However, if you put your $400,000 into a well bought property, you will earn roughly 4% after costs and you capital base should increase over time to at least match inflation and the income should also increase with inflation.
So you end up with an after tax and inflation real net cash flow of 3%,

Then on top of that, if the population grows, you should see some extra capital and income growth, which is pretty much assured of happening, but even if it doesn't, your still beating the cash return which is nothing.
A fair few positive assumptions in that summary. I'm sure there are areas where you can reasonably have such expectations. But if you'd bought in any number of regional Qld centres, say five years ago, your capital value would still be down by around 30% and you certainly wouldn't have seen any appreciation in rents.

Furthermore, if you wanted to get out, because of the above reality there are very few buyers.
And that's even with such low interest rates.

Does anyone know anything about a place called Calliope, apparently very close to Gladstone?
A friend of mine, academic with minimal financial experience, was sucked into going into a "Wealth Seminar" (the very name might have rung alarm bells!) and as a result has purchased a $460,000 "boutique" property, house on about 700sqm in a new subdivision in Calliope. When I asked what a boutique property was, he wasn't sure.

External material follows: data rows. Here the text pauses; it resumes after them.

PR #3051, opened 2023-09-19
fix: handle crash in error handling of access keys page

prakashsvmx:
The current response handler in UI crashes on any error from the back end.

This can be replicated easily by configuring LDAP  and trying to create "Access Key" or simulating an error scenario from backend.

<details>
Error with latest MinIO:

image

Replicate this in dev
Console_SA-Error

Fix:
image

</details>

### DIFF
--- a/portal-ui/src/screens/Console/Account/Account.tsx
+++ b/portal-ui/src/screens/Console/Account/Account.tsx
@@ -47,7 +47,7 @@ import { errorToHandler } from "api/errors";
 import HelpMenu from "../HelpMenu";
 import { ACCOUNT_TABLE_COLUMNS } from "./AccountUtils";
 import { useAppDispatch } from "store";
-import { ApiError, ServiceAccounts } from "api/consoleApi";
+import { ServiceAccounts } from "api/consoleApi";
 import {
   setErrorSnackMessage,
   setHelpName,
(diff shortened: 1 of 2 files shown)


harshavardhana (approved):

kaankabalak (approved):

portal-ui/src/screens/Console/Account/Account.tsx
```diff
@@ -105,8 +105,11 @@ const Account = () => {
           setRecords(sortedRows);
         })
         .catch(async (res) => {
```
kaankabalak, line 107: As we have removed the `await` portion, I don't think we would need `async` here

portal-ui/src/screens/Console/Account/AddServiceAccountScreen.tsx
```diff
@@ -85,8 +85,7 @@ const AddServiceAccount = () => {
 
         .catch(async (res) => {
```
kaankabalak, line 86: Similar to my other comment, as we have removed the `await` portion, I don't think we would need `async` here

prakashsvmx: Thank you :+1: . I have updated.

kaankabalak (approved):

harshavardhana:
Some tests are failing @prakashsvmx

portal-ui/src/screens/Console/Account/AddServiceAccountScreen.tsx
```diff
@@ -83,10 +83,9 @@ const AddServiceAccount = () => {
           });
         })
 
-        .catch(async (res) => {
+        .catch((res) => {
           setAddSending(false);
-          const err = (await res.json()) as ApiError;
```
cesnietor, line 88: ahh these casts are only needed when don't send a response type in a success response. 
Thanks for fixing this.

cesnietor (approved):

bexsoft (approved):

bexsoft:
Errors seems not be related to this PR. Need to investigate

Issue #3010, opened 2023-08-22
GetConsoleHTTPClient should not cache clientIP


Timost:
## NOTE
If this case is urgent, please subscribe to [Subnet](https://min.io/pricing) so that our 24/7 support team may help you faster.

## Expected Behavior
Minio console forwards the correct clientIP to the minio-go client

## Current Behavior
Minio console caches the first clientIP it sees and then reuses it along with the client even if the clientIP changed.

## Possible Solution
Cache *only* the client (if possible) and set the `clientIP` every time in [`GetConsoleHTTPClient`](https://github.com/dvaldivia/console/blob/master/restapi/client-admin.go#L532C16-L532C16)

## Steps to Reproduce (for bugs)
See original issue (below)

## Context
This a follow up to an issue/discussion on minio/minio: see https://github.com/minio/minio/discussions/17878#discussioncomment-6792502

## Regression
No

## Your Environment

Version used (minio --version): RELEASE.2023-08-04T17-40-21Z (didn't test with the latest version yet.
Server setup and configuration:
    4 vm
    1 podman pod with 1 minio container and 1 nginx container each
Operating System and version (uname -a): Host runs Ubuntu 22.04 with podman 4.6.0

cesnietor:
issue might have been introduced by https://github.com/minio/console/pull/2864 as mentioned in the other thread, we'll investigate.

Timost:
Hi,

Timost:
Hi,
Would you consider it, if I opened a PR for that ?
Or is it too delicate for an outsider.

cesnietor:
@Timost  we are already working on it.
You're more than welcome to help us testing when we send a PR.
Also is an open source project so anyone can send contributions :D 
Thanks.

Timost:
Great news ! 
I'll be waiting for the PR then !

Thank you ! 🙏

PR #3038, opened 2023-09-07
Fix regression on login path when using redirect url

cesnietor:
Fixes: https://github.com/minio/console/issues/3036

We changed the way of handling the errors in here https://github.com/minio/console/pull/3005 which caused a regression on the login path when using `MINIO_BROWSER_REDIRECT_URL` env variable.

### Test Steps
Please follow same steps as  https://github.com/minio/console/pull/2818
Note: Use correct command as explained in the comments like:
```
make build && CI=true MINIO_BROWSER_REDIRECT_URL=http://localhost:8000/console/subpath/ MINIO_SERVER_URL=http://localhost:9000 ./minio server --console-address ":9090" ~/Data
```

Go to http://localhost:8000/console/subpath/

It should redirect you to `http://localhost:8000/console/subpath/login` before it was redirecting to `http://localhost:8000/login`.

Other test:
- Login and then go to a different pat such as browser or access keys
- Delete the local storage for the page
- refresh the site, it should redirect you again to `http://localhost:8000/console/subpath/login`

PR #3056, opened 2023-09-21
Fix: cache clientIP in GetConsoleHTTPClient

adriangitvitz:
Fixes: #3010 

Changes:
* Remove cache for ClientIP 

This was tested using the provided nginx configuration from the following discussion
 ( https://github.com/minio/minio/discussions/17878#discussioncomment-6792502) 
 
 Local test environment, using LXC ( Ubuntu 22.04 ):
 * Nginx Proxy
 * Minio Server


restapi/client-admin.go
```diff
@@ -524,6 +524,7 @@ func GetConsoleHTTPClient(address string, clientIP string) *http.Client {
 	client, ok := httpClients.m[address]
 	httpClients.Unlock()
 	if ok {
+        client.Transport.(*ConsoleTransport).ClientIP = clientIP
```
harshavardhana, line 527: Why would do this kind of ract updates for in-memory copies, is there a better way to set this which is safer?

harshavardhana (changes requested):

restapi/client-admin.go
harshavardhana: And what happens if it's not ConsoleTransport - how is a crash protected here ?

cesnietor:
Can you please add more details to the description of the PR, including which issue it fixes, changes/context and how to test it. 
Some examples: https://github.com/minio/console/pull/3047,  https://github.com/minio/console/pull/3038.

restapi/client-admin.go
dvaldivia: Since we are using that `httpClients` cache, we need to update the clientIP everytime we pull the cached client, not sure why we introduced the cache in the first place since we need this clientIP be different for each client to properly communicate who is making the request. cc @vadmeste

harshavardhana: Yeah we cannot update ClientIP in this manner since its racy, its a pointer and its shared.

dvaldivia:
I tested the fix, it does addresses the problem, but let's remove the http client cache and make the casting of the transport more defensive

restapi/client-admin.go
```diff
@@ -520,17 +510,14 @@ func GetConsoleHTTPClient(address string, clientIP string) *http.Client {
...
-	client, ok := httpClients.m[address]
-	httpClients.Unlock()
-	if ok {
-		return client
+	client := PrepareConsoleHTTPClient(isLocalIPAddress(address), clientIP)
+
+	if client.Transport != nil {
+		if transport, ok := client.Transport.(*ConsoleTransport); ok {
+			transport.ClientIP = clientIP
+		}
```
harshavardhana, line 518: Remember this transport is a global object and pointer manipulation in this manner is racy.

We have to do it differently by adding this information as part of the request headers. Meaning this information must be sent differently than the way it's implemented.

harshavardhana (changes requested):

restapi/client-admin.go
harshavardhana: 👍🏼

dvaldivia (approved):
Tested. Works as expected.

dvaldivia (approved):
Tested.

bexsoft (approved):
LGTM, Tested along side with @dvaldivia & @adriangitvitz

Issue #3053, opened 2023-09-20
UI user with 'consoleAdmin' policy can't change his own password


nixargh:
**Local** user can change other's passwords but not his own. Well, he can enter a new one and save but no real change happens.
His password can be changed using another user.

## Expected Behavior
User with proper permissions can change his own password using UI button "Change Password".

## Current Behavior
UI shows no errors, save button became not active but password stays unchanged.

## Steps to Reproduce (for bugs)
1. Create user with *consoleAdmin* policy and password.
2. Log in to UI console.
3. Change password.
4. Try to login with a new password.

## Your Environment
* MinIO version used (`minio --version`):
```minio version RELEASE.2023-08-31T15-31-16Z (commit-id=e47e625f73bb1c9672e6c8e4c3b3f9a0e93423a0)
Runtime: go1.19.12 linux/amd64
License: GNU AGPLv3 <https://www.gnu.org/licenses/agpl-3.0.html>
Copyright: 2015-2023 MinIO, Inc.
```
* Server setup and configuration: [this type of setup](https://min.io/docs/minio/linux/operations/install-deploy-manage/deploy-minio-multi-node-multi-drive.html)
* Operating System and version (`uname -a`):
```Linux minio.dev 5.15.0-79-generic #86-Ubuntu SMP Mon Jul 10 16:07:21 UTC 2023 x86_64 x86_64 x86_64 GNU/Linux```

prakashsvmx:
I checked the latest version and i am able to change the password.

however the user experience can be improved by providing feedback and forcing the user to re-login after changing the password.

![image](https://github.com/minio/console/assets/23444145/0365f6d7-2923-49bd-8973-cc00d2baff63)

nixargh:
> I checked the latest version and i am able to change the password.
> 
> Only MINIO_ROOT_USER login cannot change the password. all other users can change the password.
> 
> however the user experience can be improved by providing feedback when password change is success and forcing the user to re-login after changing the password.
> 
> ![image](https://user-images.githubusercontent.com/23444145/269320411-0365f6d7-2923-49bd-8973-cc00d2baff63.png)

@prakashsvmx Have you checked you can log in with the new password then? In my case I can login only with the old one.

nixargh:
OK, issue solved :) I was pushing another button and it doesn't work that way, so maybe you should hide it for user matching the logged one?
[...]

PR #3058, opened 2023-09-21
Improve change password  user experience

prakashsvmx:
improve change password  user experience and add doc reference to rotating credentials for `MINIO_ROOT_USER`.

Fixes https://github.com/minio/console/issues/3053

image

### DIFF
--- a/portal-ui/src/screens/Console/Account/ChangePasswordModal.tsx
+++ b/portal-ui/src/screens/Console/Account/ChangePasswordModal.tsx
@@ -26,11 +26,16 @@ import {
 import ModalWrapper from "../Common/ModalWrapper/ModalWrapper";
 
 import { modalStyleUtils } from "../Common/FormComponents/common/styleLibrary";
-import { setModalErrorSnackMessage } from "../../../systemSlice";
+import {
+  setModalErrorSnackMessage,
+  setSnackBarMessage,
+} from "../../../systemSlice";
 import { useAppDispatch } from "../../../store";
 import { api } from "api";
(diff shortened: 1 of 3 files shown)


bexsoft (approved):
LGTM

cesnietor:
When current password is wrong we show 403 Forbidden, can we show the message returned instead?
`"error please check your current password"`, to give the user more details.

cesnietor:
When console is using same credentials as root password, it doesn't allow you to update them.
Screenshot 2023-09-21 at 1 18 05 PM
Screenshot 2023-09-21 at 1 15 03 PM

If we know that in advance, then we shouldn't disable the fields or not show them.

cesnietor:
If I have a new user with no policies assigned to them, and try to update their password, the logs say:
```
ErrorWithContext:error please check your current password
%!(EXTRA <nil>, madmin.ErrorResponse=Access Denied.)
```
And the UI show the 403 forbidden. If it's not allowed shouldn't we disable the feature for them? So that they don't even try to do it.

prakashsvmx:
@cesnietor 
I have updated to show the correct error message.

for other items:
- In console i could not find a way to know if the logged in user is with root credentials.
- The permissions for change password and create access keys are provided with `conole-ui` by default. so we will not be able to disable it. ( even when no policies assigned)
-

cesnietor (approved):

cesnietor:
Thanks @prakashsvmx  lgtm

bexsoft (approved):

He has been so convinced that this property is going to so massively and rapidly increase in capital value that he probably won't even bother with putting tenants in. This largesse is apparently due to what he describes as all the huge investment which will keep on expanding in gas in the area.

I know nothing about the area and only vaguely about the gas exploration and production. If anyone can offer an informed view about what is likely to happen with this supa dupa investment, I'd be grateful.
 
If anyone can offer an informed view about what is likely to happen with this supa dupa investment, I'd be grateful.

Not sure about Calliope specifically, but values have fallen hard in the whole Gladstone area, mining, processing and exploration are all in a decline and the over inflated Gladstone market has suffered greatly, not only have values fallen but vacancy rates are up and rents are down by a lot.

I have a couple of friends with multiple negative gearing properties in that area who fell for the hype like your friend, they look like going under - no chance to service the debt and low clearance rates with falling values is a recipe for disaster.
 
Even if we forget about capital growth, the return on property still beats cash at bank interest.

Say, we have $400,000 capital we want to put to work for a long time.

At the bank you will currently earn roughly 4% interest if you lock it away, But your $400,000 capital base will be eroded by inflation by roughly 3%. So you''ll end up paying roughly 25% of your bank interest in income tax and the other 75% of that interest you earned has to be added back onto the $400,000 capital base to maintain its earning power.

So term deposits and other cash investments basically only maintain the value, they have no net earnings.

However, if you put your $400,000 into a well bought property, you will earn roughly 4% after costs and you capital base should increase over time to at least match inflation and the income should also increase with inflation.
So you end up with an after tax and inflation real net cash flow of 3%,

Then on top of that, if the population grows, you should see some extra capital and income growth, which is pretty much assured of happening, but even if it doesn't, your still beating the cash return which is nothing.

Those assumptions may hold true over the medium to long term, though real house price growth has been nearly non existent for large parts of Australia over the last decade. Sydney is really only back to what it was in 2003 last year after you adjust for inflation.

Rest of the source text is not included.